Ekonomi Digital Diprediksi Jadi Solusi untuk Risiko Lonjakan Inflasi
jpnn.com, JAKARTA - Inflasi menghantui perekonomian global, bahkan di beberapa negara, seperti Turki, Sri Lanka, Argentina, dan Iran naik di atas 50 persen.
Kondisi inflasi dipengaruhi oleh pandemi Covid-19 dan perang antara Rusia-Ukraina. Sebab, kedua negara tersebut memegang peranan penting dalam rantai pasok global, yakni terkait produk pangan, pupuk, maupun energi.
Di Indonesia, Badan Pusat Statistik (BPS) mengumumkan inflasi bulan September 2022 melonjak 1,17 persen secara bulanan. Inflasi September ini merupakan yang tertinggi sejak Desember 2014.
CEO Grant Thornton Indonesia Johanna Gani yakin ekonomi digital dapat membantu perkembangan ekonomi dengan lebih cepat.

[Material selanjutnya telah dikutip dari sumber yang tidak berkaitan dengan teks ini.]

PR #11795, opened 2020-01-31
Prevent server from cancelling still active subs

phillipthelen:
Just a small check for the call that cancels android subs. If the autoRenews field is true, the sub is still active on google play and should not be cancelled. Probably not strictly needed, but a good safety measure.

### DIFF
--- a/test/api/unit/libs/payments/google.test.js
+++ b/test/api/unit/libs/payments/google.test.js
@@ -278,29 +278,6 @@ describe('Google Payments', () => {
         });
     });
 
-    it('should not throw an error if subscription is still valid', async () => {
-      iap.getPurchaseData.restore();
-      expect(iapSetupStub).to.be.calledOnce;
-      expect(iapValidateStub).to.be.calledOnce;
-      expect(iapValidateStub).to.be.calledWith(iap.GOOGLE, {
-        data: receipt,
-        signature,
-      });
-      expect(iapIsValidatedStub).to.be.calledOnce;
-      expect(iapIsValidatedStub).to.be.calledWith({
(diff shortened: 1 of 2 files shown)


paglias:
Is this actually a problem? I mean did it happen that we canceled a subscription that wasn't expired? Because we only cancel Android subscriptions automatically from here https://github.com/HabitRPG/habitrpg-email-server/blob/master/libs/googlePayments.js#L68

phillipthelen:
The next android update will also start using this api call, so that when the user cancels their subscription and then views the page in the app, we can reflect the cancelled state faster. I don’t expect that to cause any issues, but think the additional check gives us a bit more safety.

--  
Phillip Thelen
Sent with Airmail

phillipthelen:
I also noticed that right now the api prevents the cancellation from happening before the sub is actually over. But since the `cancelSubscription` method handles that properly by adding the time to `extraMonths` we want the API call to work before the end date, so that we can display to the user that their sub is cancelled but still active untill the end date.

Alys:
I don't know if this level of detail is important here so feel free to just ignore this if it's not helpful. :)

The `cancelSubscription` method shouldn't be adding to `extraMonths`. It should be setting a termination date based on what's left of the subscription. 
If there's any time stored in `extraMonths` from a previously purchased subscription, it should be used to extend the termination date.

phillipthelen:
You’re right about that. I somehow managed to look at what it does and then describe it incorrectly within a few minutes 😬 I didn’t make any changes to that function anyway. So the way it works now is also the way it’ll work after this or

--  
Phillip Thelen
Sent with Airmail

PR #11798, opened 2020-02-01
Show "no owner" when challenge leader cannot be found and allow tasks to be seen fixes #11768

### LINKED ISSUE #11768: challenge bugs when owner/leader deletes their account
When a challenge owner deletes their Habitica account, any challenges they own have these problems:

1. In the "My Challenges" and "Discover Challenges" pages, the "Created By" field is blank. The first screenshot below shows an example of this problem in the "Test Challenge - don't join" challenge.
It should say "no owner" as decided [here](https://github.com/HabitRPG/habitica/issues/5979#issuecomment-151280530). A translatable string already exists for this and should be used instead of creating a new one:
`challenge.json:  "noChallengeOwner": "no owner",`

2. In the challenge's own page, the tasks are invisible. This is because when the challenge page is loading, there are errors when fetching data about the owner (you can see the errors in the javascript console), and (I assume) this prevents the page from displaying all of the challenge's other data.
The desired behaviour is that the challenge page should recognise that there's no owner and handle that gracefully instead of throwiing errors. The "Created By" field should say "no owner" and the tasks should appear as normal.
You can see this error displayed in the second and third screenshots below. The second screenshot is a test challenge that has me as the owner. The third screenshot is the same challenge after I have changed the owner to a User ID that is not in use (i.e., that mimics the case of the challenge owner deleting their account).
The test challenge is available here: https://habitica.com/challenges/f21ad727-3d0d-47c5-a5a3-e6311aa1e3e6

image

image

image

SpeedyLom:
Fixes #11768

### Changes
- Check if `challenge.leader` is `null` before trying to display the user's name after "Created By:"
- Check the `challenge.leader` isn't `null` before trying to get its `id` for comparison when determining if the current user `canDelete` or `canEdit`

----

### DIFF
--- a/website/client/src/components/challenges/challengeDetail.vue
+++ b/website/client/src/components/challenges/challengeDetail.vue
@@ -18,7 +18,10 @@
           <div>
             <span class="mr-1 ml-0 d-block">
               <strong v-once>{{ $t('createdBy') }}:</strong>
-              <user-link
+              <span v-if="challenge.leader === null">
+                {{ $t('noChallengeOwner') }}
+              </span>
+              <user-link v-else
                 class="mx-1"
                 :user="challenge.leader"
               />
--- a/website/client/src/components/challenges/challengeItem.vue
+++ b/website/client/src/components/challenges/challengeItem.vue
@@ -43,7 +43,14 @@
         >
           <div class="owner-item">
             <strong>{{ $t('createdBy') }}:</strong>
+            <span
+              v-if="challenge.leader === null"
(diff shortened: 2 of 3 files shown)


paglias:
Sorry for the delay here but I won't have time to review PRs until the 15th

SpeedyLom:
Thanks for the update much appreciated 🙂

paglias:
@tthorpe88  thanks for this! I'm merging the PR and awarding your contributor tier.

Issue #11794, opened 2020-01-31
some Premium and Wacky Hatching Potions have errors in _addlNotes data


Alys:
This bug can be seen when you use the API to fetch Habitica's `content` data with this command this:
```
curl -X GET 'https://habitica.com/api/v3/content?language=en'
```

For some items, such as the Royal Purple Hatching Potion, you'll see the error shown below in the `_addlNotes` (additional notes) data:

```
"premiumHatchingPotions": {
	"RoyalPurple": {
		"value":2,
		"text":"Royal Purple",
		"limited":true,
		"key":"RoyalPurple",
		"notes":"Pour this on an egg,
		 and it will hatch as a Royal Purple pet.",
		"_addlNotes":"Available for purchase until String 'dateEndundefined' not found..",
		"premium":true
	},
```

That error should not be there.

Below is some of the code related to this issue.

https://github.com/HabitRPG/habitica/blob/257a52cba1712f4fbc5b0265fd03dbd4fe1a1afe/website/common/locales/en/limited.json#L153

https://github.com/HabitRPG/habitica/blob/257a52cba1712f4fbc5b0265fd03dbd4fe1a1afe/website/common/script/content/hatching-potions.js#L268-L303

https://github.com/HabitRPG/habitica/blob/257a52cba1712f4fbc5b0265fd03dbd4fe1a1afe/website/common/script/libs/getItemInfo.js#L85-L97

This seems to be the offending code:
```
    _addlNotes: t('eventAvailability', {
      date: t(`dateEnd${pot._season}`),
    }),
```
```
	notes: `${item.notes(language)} ${item._addlNotes(language)}`,
```

`pot._season` is not always defined. When it doesn't have a value, `_addlNotes` shouldn't be populated.
When `_addlNotes` doesn't have a value, the `notes` attribute shouldn't be populated.

MynahMarie:
Hi! I'm a new contributor but I'd like to have a try at solving this issue. Let me know if that's ok 😃

Alys:
@MynahMarie Sure, thank you! Please go ahead and post here if you have any questions.

PR #11806, opened 2020-02-02
Fix errors in _addlNotes data

MynahMarie:
Fixes Issue #11794

### Changes
To fix this issue, I followed what was mention in the posted issue here:

> pot._season is not always defined. When it doesn't have a value, _addlNotes shouldn't be populated.
> When _addlNotes doesn't have a value, the notes attribute shouldn't be populated.
> 

In `hatching_potions.js`, I'm adding a check in the `_addlNotes` field to first check if `pot._season` is defined. If not, I'm setting the value of this field to `null`. Then, in `getItemInfo.js`, I first check to see if the `addlNotes` field is defined before populating the `notes` field.

I noticed there was a similar problem with the wacky potions when the value `_PENDING_` is given to the `_season` field so I added a similar check for this as well.

It might be a bit of a simplistic solution but just checking to see if this is the right direction to solve this problem? Or do we need to have a different value then `null` being passed in case `pot._season` is not defined?

---- 
UUID: 27395fd0-198c-49a1-8ebb-64c963b6a192


MynahMarie:
Some tests are failing but these failures don't seem to be because of my changes... Please let me know if you think this is a problem with my local install and will fix. Thank you!

Alys:
@MynahMarie The failing lint test might be because the package-lock.json file was committed in this PR. When it changes locally, it doesn't need to be committed or pushed. It contains a change to the lint package versions so that's probably causing lint to have different behaviour than normal. If you remove it from the PR, I'd guess that the tests are likely to succeed. Let us know if you need advice about that! :)

MynahMarie:
@Alys I removed `package-lock.json` from the PR but now all the tests are failing... I don't think the linting tests fail because of package-lock, on my local install I get the same errors when running the tests, both in my branch and in the develop branch.

The problem seems to be a specific eslint rule that doesn't allow `require` statements in some of the files... If you think it's a problem with the tests, or the eslint configuration, I can open another issue to work on this since I think the fix would be pretty easy... But maybe there's something I'm not understanding correctly about the guidelines for making a PR? If that's the case, I'm very sorry... It should become easier once I'm more familiar with the code base.

EDIT: I added back the `package-lock.json` file in this branch to get back to the results I previously had with the tests. I thought that was better then having them all fail... I'd love some advice on this issue... 

Here are some screenshots of the errors I get locally:

My branch:
Screenshot 2020-02-04 10 24 56

Develop branch:
Screenshot 2020-02-04 10 29 48

paglias:
@Mahendran-Nadesan hi, the errors are definitely unrelated to this PR so I wouldn't worry about them, I'll give it a look in the next few days. That being said @Alys is right and changes to `package-lock.json` should not be committed

MynahMarie:
@paglias  @Alys Ok got it, thank you! Now I see my mistake in my first commit where I commited the changes for the package-lock.json. Any suggestions on how to fix this? Since it's a very short PR, maybe I should close this one and start fresh on a new branch?

Alys:
@MynahMarie I think this process should remove the package-lock.json file:

1. Check out the branch that you made this PR from if it's not already your active branch (`git checkout fix_addlNotes` probably)
2. Revert the file to the original version: `git checkout upstream/develop -- package-lock.json` 
3. Commit the change: `git commit -m "Removed package-lock.json from pull request"
4. Push the change to the PR: `git push origin fix_addlNotes` (you might need to do a force push, which is often described as something to avoid but it's usually okay if you're the only person working on a PR) 

Note that using `upstream` and `origin` in those commands assumes that you followed the process described in "Fork and Clone Habitica" in [Setting up Habitica Locally](https://habitica.fandom.com/wiki/Setting_up_Habitica_Locally). If you didn't, your remotes might have different names and you'd need to adjust those commands accordingly.

Anyway, give that a try and if it doesn't work, it's fine to open a new PR.

MynahMarie:
@Alys Thank you so much! That worked like a charm and I learned something new :) And now all the checks are passing :)

paglias:
Sorry for the delay here but I won't have time to review PRs until the 15th

MynahMarie:
@paglias No problem! I'll check back in after the 15th :)

website/common/script/content/hatching-potions.js
```diff
@@ -290,9 +290,9 @@ each(wacky, (pot, key) => {
     notes: t('hatchingPotionNotes', {
       potText: pot.text,
     }),
-    _addlNotes: t('eventAvailability', {
+    _addlNotes: pot._seasont && pot._season !== '_PENDING_' ? ('eventAvailability', {
```
paglias: should this be `pot._season` without an ending `t`?

website/common/script/libs/getItemInfo.js
```diff
@@ -72,7 +72,7 @@ export default function getItemInfo (user, type, item, officialPinnedItems, lang
       itemInfo = {
         key: item.key,
         text: i18n.t('potion', { potionType: item.text(language) }),
-        notes: item.notes(language),
+        notes: item._addlNotes ? item.notes(language) : null,
```
paglias: is it necessary to check for the existence of `_addlNotes` here since it doesn't seem to be used ? @Alys

paglias (changes requested):
left a couple of comments :) let me know if you have any question

paglias:
Ah it looks like there's a conflict to be solved

website/common/script/libs/getItemInfo.js
Alys: `_addlNotes` is definitely used for some items so I think the check is needed.

Alys: Although I haven't looked through the new code in a lot of detail and I might be misunderstanding the question, sorry. :(

Here's an example of where it's used in case that helps:
https://github.com/HabitRPG/habitica/blob/0e590c362318e6e5b8fc525df60ecaa77f64c02d/website/common/script/content/hatching-potions.js#L134-L137

website/common/script/content/hatching-potions.js
MynahMarie: Yes you are right, I added the `t` :)

MynahMarie:
I updated my local install and integrated the changes from the develop branch to fix the merge conflict. This takes out one of the changes I made in this PR but the new solution seems to work much better (but it looks like it makes `pot._season` variable obsolete?) However, now reviewing the output I noticed another similar problem in the output from a different part of the code...

Screenshot 2020-02-18 11 30 57

This error comes from:
https://github.com/HabitRPG/habitica/blob/c6f6722af74bd3af644f3818c30b84444ae6ea4f/website/common/script/content/hatching-potions.js#L161-L168

Is it possible that it comes from the newly integrated changes? Seems like the problem is only from this 1 value.

website/common/script/libs/getItemInfo.js
MynahMarie: Seems like this change is now obsolete since I don't see anymore the error I saw when working on it. So I removed it... Let me know what you think.

website/common/script/libs/getItemInfo.js
```diff
@@ -86,7 +86,7 @@ export default function getItemInfo (user, type, item, officialPinnedItems, lang
       itemInfo = {
         key: item.key,
         text: i18n.t('potion', { potionType: item.text(language) }),
-        notes: `${item.notes(language)} ${item._addlNotes(language)}`,
+        notes: item._addlNotes ? `${item.notes(language)} ${item._addlNotes(language)}` : null,
```
MynahMarie: I removed this change as well for the same reason as above...

MynahMarie:
@Alys @paglias I think there's only one possibly relevant change in this PR since applying the latest changes. Please review and let me know what you think and also if I should try to fix that last error I see or if that's something best addressed with the person who did the latest changes on that file...

paglias:
The error you see if because the string with key `june2018` doesn't exist, @Alys how do we want to handle that?

Alys:
We'll need to add `june2018` to the locales/en/limited.json file. It must have been there in the past because it's in some of the other languages:

website/common/locales/de/limited.json:164:    "june2018": "Juni 2018",
website/common/locales/es/limited.json:161:    "june2018": "Junio 2018",
website/common/locales/fr/limited.json:164:    "june2018": "Juin 2018",
etc

paglias:
@MynahMarie if you add the missing `june2018` string I'll give this a final look and then merge :)

paglias:
@MynahMarie  thanks for this! I'm merging the PR and awarding your contributor tier.

MynahMarie:
@paglias Sorry for the late reply! I was travelling and didn't have the chance to check back on this until now.

Thank you for merging and for the contributor tier! Definitely will continue to help out as I can :)

PR #11856, opened 2020-02-12
Update user count and write text consistently. fixes #11790

### LINKED ISSUE #11790: inconsistent user count on home page
Mentioned this in the Bug Guild and was told by Alys to create an issue.

The user count on the Habitica home page is inconsistent - at the top it says 3 million, but at the bottom it says 2 million. 

Top of page:

habiticahometop

Bottom of page: 

habiticahomebottom

Pretty sure this is because the relevant line hard-codes in "2,000,000" instead of using the `userCountInMillions` variable. 

https://github.com/HabitRPG/habitica/blob/02d6b77a0364e16013862abb3cde0d51ecf412d7/website/common/locales/en/front.json#L324

neepsnikeep:
The user count is currently 4,671,530 according to Alys. So the million count goes up to 4 and the texts mentioning the number of users is supposed to display this count. There have been two texts and the count is only in one of them with the other hardcoded. Seems like a good thing to not actually calculate the number of users for performance reasons. This fixes #11790

----
UUID: @neepsnikeep

### DIFF
--- a/website/client/src/components/static/home.vue
+++ b/website/client/src/components/static/home.vue
@@ -289,7 +289,7 @@
       <div class="container featured">
         <div class="row text-center">
           <h3 class="col-12">
-            {{ $t('joinMany') }}
+            {{ $t('joinMany', {userCountInMillions}) }}
           </h3>
         </div>
         <div class="row">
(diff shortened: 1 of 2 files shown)


paglias:
@neepsnikeep thanks for this! I'm merging the PR and awarding your contributor tier.

PR #11857, opened 2020-02-12
fix for three dots menu getting covered up by footer issue: #11227

### LINKED ISSUE #11227: website footer covers task three-dots menu (z-index problem?)

actuday6418:

Fixes #11227

### Changes
[//]: The z-index of the footer was lowered from 17 to 10

[//]: #771c60c8-ae6d-4767-b577-36bb98bf72e4

----
UUID:

### DIFF
--- a/website/client/src/components/appFooter.vue
+++ b/website/client/src/components/appFooter.vue
@@ -326,7 +326,7 @@
   .footer-row {
     margin: 0;
     flex: 0 1 auto;
-    z-index: 17;
+    z-index: 10;
   }
 
   footer {


paglias:
Thanks @actuday6418 ! This seems to be working well and will go live at the end of the week if no issues arise in the meantime :) If you have an Habitica account just comment with your username or user id and I'll be happy to award a contribution tier!

PR #12312, opened 2020-06-20
Added code to update user tag list along with the existing code that already involves updating the user documents of challenge members

### LINKED ISSUE #12224: New tasks added to existing challenge should always show up with challenge tag
When you join a challenge, a tag for that challenge is created in your account (at least it is when [this bug](https://github.com/HabitRPG/habitica/issues/10689) doesn't happen). You have the ability to delete the tag if you want to while still in the challenge (that's intentional and shouldn't be changed; e.g., it's useful if you've retagged the challenge tasks with one of your own tags).

If the challenge owner adds new tasks to the challenge after you've joined, those tasks will be added to your task list but if the challenge tag does not current exist, the tasks won't be tagged probably. They will have the challenge/tag id in their `tags` list but since the tag itself doesn't exist, that isn't any use - you can't filter to find the new tasks.

The desired behaviour is that when new tasks from a challenge are added to your list, the tag is created IF it doesn't already exist. If it does already exist, a new copy of the tag should not be created.

However I'm not actually sure how easy this would be and it might add extra load if the only way to achieve it was to check for the presence of the tag for every challenge task, including the tasks that are added when you first join the challenge.

~I've labelled this suggestion-discussion for us to decide if it is a fix we want.~

_Thanks to @Altariel (be317a32-c027-4032-bbd5-25ccb21eb912) for reporting this._

tsukimi2:
When a new task is being added to a challenge, added code to update user tag list along with the existing code that already involves syncing / updating the user documents of challenge members.

Fixes #12224

See related issue (#12224) for discussion of proposed solution.

----
UUID:


website/server/models/challenge.js
```diff
@@ -235,7 +235,18 @@ async function _addTaskFn (challenge, tasks, memberId) {
   });
 
   // Update the user
-  toSave.unshift(User.update({ _id: memberId }, updateTasksOrderQ).exec());
+  const addToChallengeTagSet = {
```
paglias, line 240: can we add a comment explaining what this new code does? Also the `// Update the user` comment should be probably removed or moved right before `toSave.unshift..`

paglias (changes requested):
@tsukimi2 thanks! This looks good I only left one comment but we should also add a test to cover this behavior probably here (https://github.com/HabitRPG/habitica/blob/develop/test/api/unit/models/challenge.test.js) or in an integration test

test/api/unit/models/challenge.test.js
```diff
@@ -146,6 +173,60 @@ describe('Challenge Model', () => {
...
+      it('should add challenge tag back to user upon syncing challenge tasks to a user with challenge tag removed', async () => {
+        await challenge.addTasks([task]);
+
+        const newMember = new User({
+          guilds: [guild._id],
+        });
+        await newMember.save();
+        await challenge.syncTasksToUser(newMember);
+
+        let updatedNewMember = await User.findById(newMember._id);
```
paglias: this should have an `.exec()` at the end

test/api/unit/models/challenge.test.js
```diff
@@ -146,6 +173,60 @@ describe('Challenge Model', () => {
...
+        updatedNewMember.tags = [];
+        await updatedNewMember.save();
+
+        const taskValue2 = tasks2ToTest[taskType];
+        const task2 = new Tasks[`${taskType}`](Tasks.Task.sanitize(taskValue2));
+        task2.challenge.id = challenge._id;
+        await challenge.addTasks([task2]);
+        await challenge.syncTasksToUser(updatedNewMember);
+
+        updatedNewMember = await User.findById(updatedNewMemberId);
```
paglias: this should have an `.exec()` at the end

test/api/unit/models/challenge.test.js
```diff
@@ -146,6 +173,60 @@ describe('Challenge Model', () => {
...
+      it('should not add a duplicate challenge tag to user upon syncing challenge tasks to a user with existing challenge tag', async () => {
+        await challenge.addTasks([task]);
+
+        const newMember = new User({
+          guilds: [guild._id],
+        });
+        await newMember.save();
+        await challenge.syncTasksToUser(newMember);
+
+        let updatedNewMember = await User.findById(newMember._id);
```
paglias: this should have an `.exec()` at the end

test/api/unit/models/challenge.test.js
```diff
@@ -146,6 +173,60 @@ describe('Challenge Model', () => {
...
+        const updatedNewMemberId = updatedNewMember._id;
+
+        const taskValue2 = tasks2ToTest[taskType];
+        const task2 = new Tasks[`${taskType}`](Tasks.Task.sanitize(taskValue2));
+        task2.challenge.id = challenge._id;
+        await challenge.addTasks([task2]);
+        await challenge.syncTasksToUser(updatedNewMember);
+
+        updatedNewMember = await User.findById(updatedNewMemberId);
```
paglias, line 222: this should have an `.exec()` at the end

website/server/models/challenge.js
```diff
@@ -234,8 +234,21 @@ async function _addTaskFn (challenge, tasks, memberId) {
...
-  // Update the user
-  toSave.unshift(User.update({ _id: memberId }, updateTasksOrderQ).exec());
+  // Update the tag list of the user document of a participating member of the challenge
+  // such that a tag representing the challenge into which the task to be added will
+  // be added to the user tag list if and only if the tag does not exist already.
+  const addToChallengeTagSet = {
+    $addToSet: {
+      tags: {
+        id: challenge._id,
+        name: challenge.name,
```
paglias: I just tested this and while the code works correctly it creates a new tag when you already have the original one because `tag.name` should be `challenge.shortName` not `challenge.name`, see https://github.com/HabitRPG/habitica/blob/b947c714f0efb6de1b0558fff885913168890c82/website/server/models/challenge.js#L142

paglias (changes requested):
left a few comments about a minor issue (findById should be followed by `.exec()`) and one about the tag name being wrong, but it works fine!

paglias:
thanks @tsukimi2 ! Welcome to the 3rd tier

"Contoh paling nyata misalnya kita mampu memangkas rantai pasok produk pangan ke konsumen. Melalui aplikasi, para petani bisa menjajakan produk sayur mayur, buah, hingga hasil ternak langsung ke konsumen akhir," ungkap Johanna, di Jakarta, Senin (17/10).
Johanna mengatakan tidak hanya itu, masyarakat makin dipermudah dengan luasnya perdagangan berbasis digital (e-commerce) dan didukung pula dengan berkembangnya keuangan berbasis digital (Fintech).
"Pertumbuhan transaksi juga makin cepat dengan penggunaan uang elektronik (e-money) dan transaksi non-tunai lebih efektif dan efisien," katanya.
Hasil riset dari Google, Temasek, dan Bain & Company, Gross Market Value (GMV) menyebut ekonomi digital Indonesia mencapai USD 70 miliar pada 2021, menjadi yang terbesar di Asia Tenggara.